= Entries provided =
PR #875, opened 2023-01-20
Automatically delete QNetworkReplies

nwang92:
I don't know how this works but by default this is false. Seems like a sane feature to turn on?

...

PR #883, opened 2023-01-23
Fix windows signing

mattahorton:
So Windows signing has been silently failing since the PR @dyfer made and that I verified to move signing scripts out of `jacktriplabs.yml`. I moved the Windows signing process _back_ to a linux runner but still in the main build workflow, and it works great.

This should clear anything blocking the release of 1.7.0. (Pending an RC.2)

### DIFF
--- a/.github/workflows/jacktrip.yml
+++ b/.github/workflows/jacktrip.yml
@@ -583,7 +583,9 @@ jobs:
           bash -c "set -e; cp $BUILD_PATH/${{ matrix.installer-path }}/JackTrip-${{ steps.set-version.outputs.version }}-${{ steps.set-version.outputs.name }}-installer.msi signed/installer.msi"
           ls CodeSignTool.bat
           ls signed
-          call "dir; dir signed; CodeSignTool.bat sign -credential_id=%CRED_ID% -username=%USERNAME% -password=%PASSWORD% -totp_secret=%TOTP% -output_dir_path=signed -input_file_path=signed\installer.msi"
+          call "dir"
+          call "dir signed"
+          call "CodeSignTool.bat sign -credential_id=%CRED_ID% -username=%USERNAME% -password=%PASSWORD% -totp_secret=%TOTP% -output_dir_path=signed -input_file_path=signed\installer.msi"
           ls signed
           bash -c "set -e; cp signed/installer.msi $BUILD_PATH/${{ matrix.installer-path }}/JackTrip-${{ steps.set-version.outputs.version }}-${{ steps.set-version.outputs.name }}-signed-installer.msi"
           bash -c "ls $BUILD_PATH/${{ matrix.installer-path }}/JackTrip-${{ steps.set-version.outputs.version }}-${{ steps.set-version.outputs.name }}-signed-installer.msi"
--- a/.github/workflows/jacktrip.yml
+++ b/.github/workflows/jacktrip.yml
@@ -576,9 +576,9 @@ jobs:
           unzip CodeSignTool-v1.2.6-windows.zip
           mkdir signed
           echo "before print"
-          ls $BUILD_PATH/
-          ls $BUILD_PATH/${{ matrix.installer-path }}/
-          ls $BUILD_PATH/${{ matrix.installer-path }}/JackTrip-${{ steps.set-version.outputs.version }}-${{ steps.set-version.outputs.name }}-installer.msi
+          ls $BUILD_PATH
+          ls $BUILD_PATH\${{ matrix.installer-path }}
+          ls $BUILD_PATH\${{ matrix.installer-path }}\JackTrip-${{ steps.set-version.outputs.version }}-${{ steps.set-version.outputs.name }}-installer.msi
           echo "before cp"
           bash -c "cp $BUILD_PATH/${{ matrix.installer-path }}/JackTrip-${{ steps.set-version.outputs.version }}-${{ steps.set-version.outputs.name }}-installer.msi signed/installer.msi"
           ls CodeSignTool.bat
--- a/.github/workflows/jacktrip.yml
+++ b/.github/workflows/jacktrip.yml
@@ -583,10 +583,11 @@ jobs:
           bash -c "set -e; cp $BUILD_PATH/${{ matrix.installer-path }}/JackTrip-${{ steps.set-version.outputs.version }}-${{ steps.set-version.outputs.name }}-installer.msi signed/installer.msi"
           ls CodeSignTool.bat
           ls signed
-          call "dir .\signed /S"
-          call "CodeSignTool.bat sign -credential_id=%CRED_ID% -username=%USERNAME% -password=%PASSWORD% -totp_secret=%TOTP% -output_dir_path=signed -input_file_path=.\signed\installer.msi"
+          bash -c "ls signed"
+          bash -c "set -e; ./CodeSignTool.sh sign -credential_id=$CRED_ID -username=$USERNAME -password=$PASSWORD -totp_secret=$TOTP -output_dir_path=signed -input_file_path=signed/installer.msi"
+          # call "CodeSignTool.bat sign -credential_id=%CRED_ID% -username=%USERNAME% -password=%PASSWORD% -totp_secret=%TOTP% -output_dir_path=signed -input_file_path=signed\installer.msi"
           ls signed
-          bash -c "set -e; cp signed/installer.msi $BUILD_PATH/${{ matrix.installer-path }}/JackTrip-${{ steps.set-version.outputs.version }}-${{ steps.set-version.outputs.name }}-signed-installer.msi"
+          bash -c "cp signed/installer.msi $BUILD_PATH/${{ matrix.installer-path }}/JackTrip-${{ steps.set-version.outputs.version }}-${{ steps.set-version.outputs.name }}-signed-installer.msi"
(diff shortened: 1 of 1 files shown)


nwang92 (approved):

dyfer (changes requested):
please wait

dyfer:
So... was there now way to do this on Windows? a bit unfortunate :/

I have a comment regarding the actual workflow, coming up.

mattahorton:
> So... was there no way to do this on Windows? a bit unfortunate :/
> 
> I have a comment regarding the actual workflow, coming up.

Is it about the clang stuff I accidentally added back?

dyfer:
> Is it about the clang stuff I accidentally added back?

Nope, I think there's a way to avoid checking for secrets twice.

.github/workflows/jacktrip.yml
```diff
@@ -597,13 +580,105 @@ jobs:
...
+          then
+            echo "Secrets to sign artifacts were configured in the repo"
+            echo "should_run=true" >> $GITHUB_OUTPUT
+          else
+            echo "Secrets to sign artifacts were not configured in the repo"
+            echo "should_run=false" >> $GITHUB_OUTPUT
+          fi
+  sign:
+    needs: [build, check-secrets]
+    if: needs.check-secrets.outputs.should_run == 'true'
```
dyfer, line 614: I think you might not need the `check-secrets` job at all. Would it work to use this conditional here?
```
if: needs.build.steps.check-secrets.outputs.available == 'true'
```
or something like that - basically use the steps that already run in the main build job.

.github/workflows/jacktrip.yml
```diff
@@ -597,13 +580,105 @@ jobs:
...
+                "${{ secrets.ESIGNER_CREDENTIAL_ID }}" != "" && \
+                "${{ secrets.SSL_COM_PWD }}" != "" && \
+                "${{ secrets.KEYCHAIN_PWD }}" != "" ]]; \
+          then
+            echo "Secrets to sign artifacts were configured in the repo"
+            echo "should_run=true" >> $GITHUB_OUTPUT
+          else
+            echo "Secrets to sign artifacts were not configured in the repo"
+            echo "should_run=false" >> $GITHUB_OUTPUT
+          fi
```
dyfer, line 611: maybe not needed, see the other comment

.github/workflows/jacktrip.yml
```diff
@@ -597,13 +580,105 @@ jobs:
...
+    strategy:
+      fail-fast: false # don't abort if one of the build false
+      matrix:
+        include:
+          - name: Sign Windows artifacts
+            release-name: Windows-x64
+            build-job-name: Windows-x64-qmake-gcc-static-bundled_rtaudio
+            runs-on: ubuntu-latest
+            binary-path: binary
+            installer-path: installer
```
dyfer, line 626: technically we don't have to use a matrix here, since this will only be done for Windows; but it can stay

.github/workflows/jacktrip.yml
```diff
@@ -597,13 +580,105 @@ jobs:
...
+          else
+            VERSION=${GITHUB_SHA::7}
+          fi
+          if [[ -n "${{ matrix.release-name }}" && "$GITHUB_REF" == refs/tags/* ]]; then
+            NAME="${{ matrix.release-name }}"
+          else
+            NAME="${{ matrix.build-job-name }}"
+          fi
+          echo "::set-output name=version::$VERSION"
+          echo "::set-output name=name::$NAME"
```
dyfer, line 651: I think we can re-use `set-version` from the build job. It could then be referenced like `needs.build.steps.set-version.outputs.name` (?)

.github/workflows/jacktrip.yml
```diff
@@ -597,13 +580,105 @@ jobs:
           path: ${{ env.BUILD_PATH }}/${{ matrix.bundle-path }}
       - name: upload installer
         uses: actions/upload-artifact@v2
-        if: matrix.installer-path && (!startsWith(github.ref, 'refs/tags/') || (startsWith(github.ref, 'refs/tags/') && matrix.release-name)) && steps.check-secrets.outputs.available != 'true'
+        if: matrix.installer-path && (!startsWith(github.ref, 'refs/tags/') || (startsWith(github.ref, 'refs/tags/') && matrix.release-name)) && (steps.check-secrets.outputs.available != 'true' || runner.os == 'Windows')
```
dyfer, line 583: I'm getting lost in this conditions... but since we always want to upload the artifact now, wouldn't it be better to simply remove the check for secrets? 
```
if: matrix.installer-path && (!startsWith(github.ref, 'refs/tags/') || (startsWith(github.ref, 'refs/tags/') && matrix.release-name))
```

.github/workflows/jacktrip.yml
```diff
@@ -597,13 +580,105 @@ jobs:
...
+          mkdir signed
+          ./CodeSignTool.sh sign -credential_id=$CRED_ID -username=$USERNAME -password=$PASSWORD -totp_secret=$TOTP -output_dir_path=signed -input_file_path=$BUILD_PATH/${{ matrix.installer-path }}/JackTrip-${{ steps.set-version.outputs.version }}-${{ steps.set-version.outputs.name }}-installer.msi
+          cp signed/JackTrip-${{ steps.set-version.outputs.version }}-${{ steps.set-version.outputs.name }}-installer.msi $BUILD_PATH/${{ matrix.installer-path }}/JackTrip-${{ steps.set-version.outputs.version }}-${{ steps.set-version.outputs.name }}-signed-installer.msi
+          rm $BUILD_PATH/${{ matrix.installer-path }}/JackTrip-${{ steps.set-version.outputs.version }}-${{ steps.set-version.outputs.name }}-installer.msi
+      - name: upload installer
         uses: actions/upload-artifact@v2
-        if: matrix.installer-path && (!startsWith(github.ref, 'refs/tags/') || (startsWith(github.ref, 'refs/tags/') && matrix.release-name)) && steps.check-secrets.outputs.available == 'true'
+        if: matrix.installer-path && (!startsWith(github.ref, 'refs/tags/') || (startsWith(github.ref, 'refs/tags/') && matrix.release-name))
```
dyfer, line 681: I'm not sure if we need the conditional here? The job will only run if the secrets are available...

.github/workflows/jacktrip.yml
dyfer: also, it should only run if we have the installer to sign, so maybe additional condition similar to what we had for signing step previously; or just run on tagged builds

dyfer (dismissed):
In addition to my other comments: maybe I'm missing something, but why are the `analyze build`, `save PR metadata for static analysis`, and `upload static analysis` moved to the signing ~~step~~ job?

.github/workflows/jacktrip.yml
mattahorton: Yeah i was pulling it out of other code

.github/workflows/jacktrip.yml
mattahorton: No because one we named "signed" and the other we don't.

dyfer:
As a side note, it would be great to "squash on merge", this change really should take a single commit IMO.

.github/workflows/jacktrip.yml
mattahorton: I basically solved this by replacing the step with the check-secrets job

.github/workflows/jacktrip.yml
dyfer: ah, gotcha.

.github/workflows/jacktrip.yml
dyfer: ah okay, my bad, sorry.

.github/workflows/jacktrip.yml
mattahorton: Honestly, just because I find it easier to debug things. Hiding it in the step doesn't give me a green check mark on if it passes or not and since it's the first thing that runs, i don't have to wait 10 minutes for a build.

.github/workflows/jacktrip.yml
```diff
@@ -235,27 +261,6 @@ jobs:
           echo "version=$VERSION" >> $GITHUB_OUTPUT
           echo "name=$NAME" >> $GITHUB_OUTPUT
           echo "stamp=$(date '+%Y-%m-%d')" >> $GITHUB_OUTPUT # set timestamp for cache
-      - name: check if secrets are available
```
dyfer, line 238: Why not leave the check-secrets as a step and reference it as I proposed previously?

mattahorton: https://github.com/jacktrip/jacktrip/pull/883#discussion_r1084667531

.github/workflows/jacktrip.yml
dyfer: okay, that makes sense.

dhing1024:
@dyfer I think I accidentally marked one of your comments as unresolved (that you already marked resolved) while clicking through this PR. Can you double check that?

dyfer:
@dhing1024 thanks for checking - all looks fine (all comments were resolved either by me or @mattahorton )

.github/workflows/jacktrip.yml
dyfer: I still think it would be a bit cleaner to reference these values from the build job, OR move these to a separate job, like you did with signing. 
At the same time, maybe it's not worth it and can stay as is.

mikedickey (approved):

...

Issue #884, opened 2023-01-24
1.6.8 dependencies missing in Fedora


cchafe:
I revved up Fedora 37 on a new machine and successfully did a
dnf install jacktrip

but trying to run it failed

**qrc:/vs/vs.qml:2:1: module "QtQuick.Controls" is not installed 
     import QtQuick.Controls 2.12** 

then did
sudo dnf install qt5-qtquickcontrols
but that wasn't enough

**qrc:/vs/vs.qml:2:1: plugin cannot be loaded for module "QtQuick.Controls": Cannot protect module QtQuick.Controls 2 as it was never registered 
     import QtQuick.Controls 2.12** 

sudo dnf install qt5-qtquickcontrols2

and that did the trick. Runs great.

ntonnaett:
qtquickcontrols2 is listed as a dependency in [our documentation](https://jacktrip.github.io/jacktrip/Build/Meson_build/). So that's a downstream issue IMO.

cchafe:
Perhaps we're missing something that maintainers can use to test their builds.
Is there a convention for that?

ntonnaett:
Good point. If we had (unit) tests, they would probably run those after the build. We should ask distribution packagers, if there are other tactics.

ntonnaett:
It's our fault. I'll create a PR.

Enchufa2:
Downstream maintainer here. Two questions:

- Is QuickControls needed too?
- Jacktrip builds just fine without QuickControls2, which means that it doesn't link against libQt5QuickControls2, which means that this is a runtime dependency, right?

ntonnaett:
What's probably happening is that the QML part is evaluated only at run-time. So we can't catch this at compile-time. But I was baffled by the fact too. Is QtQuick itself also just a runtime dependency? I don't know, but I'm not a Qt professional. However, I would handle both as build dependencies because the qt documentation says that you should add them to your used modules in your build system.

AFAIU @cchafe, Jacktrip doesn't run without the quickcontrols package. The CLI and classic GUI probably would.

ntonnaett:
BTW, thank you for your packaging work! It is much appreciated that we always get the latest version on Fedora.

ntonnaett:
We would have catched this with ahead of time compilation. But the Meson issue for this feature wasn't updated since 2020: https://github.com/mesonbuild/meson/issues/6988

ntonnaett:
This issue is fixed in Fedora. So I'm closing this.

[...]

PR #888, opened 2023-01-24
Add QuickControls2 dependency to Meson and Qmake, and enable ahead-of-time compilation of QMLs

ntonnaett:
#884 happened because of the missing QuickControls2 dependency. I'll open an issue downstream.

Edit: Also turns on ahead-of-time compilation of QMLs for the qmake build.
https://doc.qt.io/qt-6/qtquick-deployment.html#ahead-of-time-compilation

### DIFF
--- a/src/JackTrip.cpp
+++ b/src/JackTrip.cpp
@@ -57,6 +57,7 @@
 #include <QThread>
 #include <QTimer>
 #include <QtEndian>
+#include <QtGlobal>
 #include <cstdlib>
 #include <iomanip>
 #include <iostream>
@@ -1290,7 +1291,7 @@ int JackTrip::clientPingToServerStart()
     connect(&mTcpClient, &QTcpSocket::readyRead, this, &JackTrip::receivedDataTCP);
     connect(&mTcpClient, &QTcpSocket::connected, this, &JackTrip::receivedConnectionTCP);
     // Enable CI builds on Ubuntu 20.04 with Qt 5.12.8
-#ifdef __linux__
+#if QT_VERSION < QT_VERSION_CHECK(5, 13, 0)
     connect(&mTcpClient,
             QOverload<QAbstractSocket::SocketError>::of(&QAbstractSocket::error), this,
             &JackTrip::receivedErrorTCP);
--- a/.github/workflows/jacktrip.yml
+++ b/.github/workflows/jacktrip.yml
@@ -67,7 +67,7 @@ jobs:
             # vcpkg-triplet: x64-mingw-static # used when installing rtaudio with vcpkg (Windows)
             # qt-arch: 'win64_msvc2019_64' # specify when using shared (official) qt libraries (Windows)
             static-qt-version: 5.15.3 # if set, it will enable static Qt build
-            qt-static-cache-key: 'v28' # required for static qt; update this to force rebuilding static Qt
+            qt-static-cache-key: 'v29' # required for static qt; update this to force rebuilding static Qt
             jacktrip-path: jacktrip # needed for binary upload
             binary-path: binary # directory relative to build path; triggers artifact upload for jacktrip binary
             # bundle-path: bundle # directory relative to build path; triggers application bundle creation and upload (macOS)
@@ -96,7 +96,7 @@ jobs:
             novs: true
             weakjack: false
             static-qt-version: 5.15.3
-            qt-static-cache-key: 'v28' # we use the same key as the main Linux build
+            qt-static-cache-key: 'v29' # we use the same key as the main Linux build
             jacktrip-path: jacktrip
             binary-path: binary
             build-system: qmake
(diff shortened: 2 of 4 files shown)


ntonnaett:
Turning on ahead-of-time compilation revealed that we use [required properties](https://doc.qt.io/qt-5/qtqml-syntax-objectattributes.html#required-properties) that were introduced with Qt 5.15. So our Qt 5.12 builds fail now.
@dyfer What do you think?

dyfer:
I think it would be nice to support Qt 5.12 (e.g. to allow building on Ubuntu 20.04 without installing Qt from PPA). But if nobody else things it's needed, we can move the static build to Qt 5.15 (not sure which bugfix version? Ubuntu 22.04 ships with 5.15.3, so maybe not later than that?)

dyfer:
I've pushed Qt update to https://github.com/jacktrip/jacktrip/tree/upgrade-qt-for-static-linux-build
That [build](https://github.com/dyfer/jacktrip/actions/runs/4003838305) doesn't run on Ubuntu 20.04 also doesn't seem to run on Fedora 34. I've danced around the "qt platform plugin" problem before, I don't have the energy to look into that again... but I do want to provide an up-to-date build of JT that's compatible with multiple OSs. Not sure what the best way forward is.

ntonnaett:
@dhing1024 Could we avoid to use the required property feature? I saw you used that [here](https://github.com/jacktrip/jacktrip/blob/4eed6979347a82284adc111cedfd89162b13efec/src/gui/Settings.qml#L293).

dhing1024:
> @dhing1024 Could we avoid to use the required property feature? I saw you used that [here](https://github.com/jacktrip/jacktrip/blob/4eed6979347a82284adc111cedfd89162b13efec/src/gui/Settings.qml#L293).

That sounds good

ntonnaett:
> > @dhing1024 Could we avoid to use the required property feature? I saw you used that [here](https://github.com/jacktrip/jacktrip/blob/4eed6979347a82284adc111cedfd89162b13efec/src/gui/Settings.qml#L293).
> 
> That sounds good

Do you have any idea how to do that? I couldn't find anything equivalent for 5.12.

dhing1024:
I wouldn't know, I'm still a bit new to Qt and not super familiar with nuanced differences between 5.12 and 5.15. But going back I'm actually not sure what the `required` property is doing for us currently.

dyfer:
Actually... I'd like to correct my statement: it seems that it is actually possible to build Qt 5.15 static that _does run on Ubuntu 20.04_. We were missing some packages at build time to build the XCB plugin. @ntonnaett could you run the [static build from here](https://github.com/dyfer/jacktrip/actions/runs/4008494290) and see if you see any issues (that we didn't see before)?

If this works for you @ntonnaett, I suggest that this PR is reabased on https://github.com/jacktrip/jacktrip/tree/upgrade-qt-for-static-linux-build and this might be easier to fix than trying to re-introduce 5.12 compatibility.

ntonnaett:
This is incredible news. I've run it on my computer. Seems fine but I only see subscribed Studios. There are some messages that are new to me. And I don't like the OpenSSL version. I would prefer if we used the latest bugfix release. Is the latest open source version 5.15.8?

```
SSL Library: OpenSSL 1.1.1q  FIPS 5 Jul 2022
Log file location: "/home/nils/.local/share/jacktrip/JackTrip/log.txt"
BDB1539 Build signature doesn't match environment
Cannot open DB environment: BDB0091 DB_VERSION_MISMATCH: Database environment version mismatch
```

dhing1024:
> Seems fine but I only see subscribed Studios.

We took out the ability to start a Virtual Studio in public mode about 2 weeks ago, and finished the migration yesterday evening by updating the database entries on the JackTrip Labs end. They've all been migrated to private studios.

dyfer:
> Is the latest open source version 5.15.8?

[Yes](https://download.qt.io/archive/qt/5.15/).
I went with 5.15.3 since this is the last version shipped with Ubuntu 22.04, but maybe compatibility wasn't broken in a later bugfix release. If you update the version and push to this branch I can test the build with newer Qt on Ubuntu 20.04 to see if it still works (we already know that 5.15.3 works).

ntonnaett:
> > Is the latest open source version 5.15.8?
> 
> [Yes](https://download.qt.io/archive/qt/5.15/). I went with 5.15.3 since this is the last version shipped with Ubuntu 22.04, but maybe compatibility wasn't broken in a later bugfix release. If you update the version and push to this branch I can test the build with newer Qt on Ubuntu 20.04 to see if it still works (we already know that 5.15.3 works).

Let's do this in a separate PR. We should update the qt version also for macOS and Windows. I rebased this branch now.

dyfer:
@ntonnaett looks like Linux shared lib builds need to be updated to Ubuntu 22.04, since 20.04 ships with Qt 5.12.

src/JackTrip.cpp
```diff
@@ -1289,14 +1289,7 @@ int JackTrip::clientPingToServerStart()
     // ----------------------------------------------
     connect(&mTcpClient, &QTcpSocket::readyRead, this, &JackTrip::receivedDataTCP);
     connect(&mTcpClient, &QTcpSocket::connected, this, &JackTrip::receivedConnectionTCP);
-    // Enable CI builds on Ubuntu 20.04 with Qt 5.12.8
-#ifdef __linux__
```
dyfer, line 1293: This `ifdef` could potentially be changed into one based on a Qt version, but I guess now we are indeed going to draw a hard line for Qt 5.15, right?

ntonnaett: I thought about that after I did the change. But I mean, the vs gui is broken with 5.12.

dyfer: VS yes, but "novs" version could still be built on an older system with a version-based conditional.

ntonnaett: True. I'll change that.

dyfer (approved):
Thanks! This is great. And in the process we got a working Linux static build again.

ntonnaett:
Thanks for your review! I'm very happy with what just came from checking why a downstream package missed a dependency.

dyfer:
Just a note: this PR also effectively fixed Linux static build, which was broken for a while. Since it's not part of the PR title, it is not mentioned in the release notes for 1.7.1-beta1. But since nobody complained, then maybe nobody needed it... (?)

= What to work on =
What is needed is a verbatim copy of every line in the records above from the one containing "PR #875, opened 2023-01-20" down to the one containing "I don't know how", both included, and nothing more.

= Written answer =
PR #875, opened 2023-01-20
Automatically delete QNetworkReplies

nwang92:
I don't know how this works but by default this is false. Seems like a sane feature to turn on?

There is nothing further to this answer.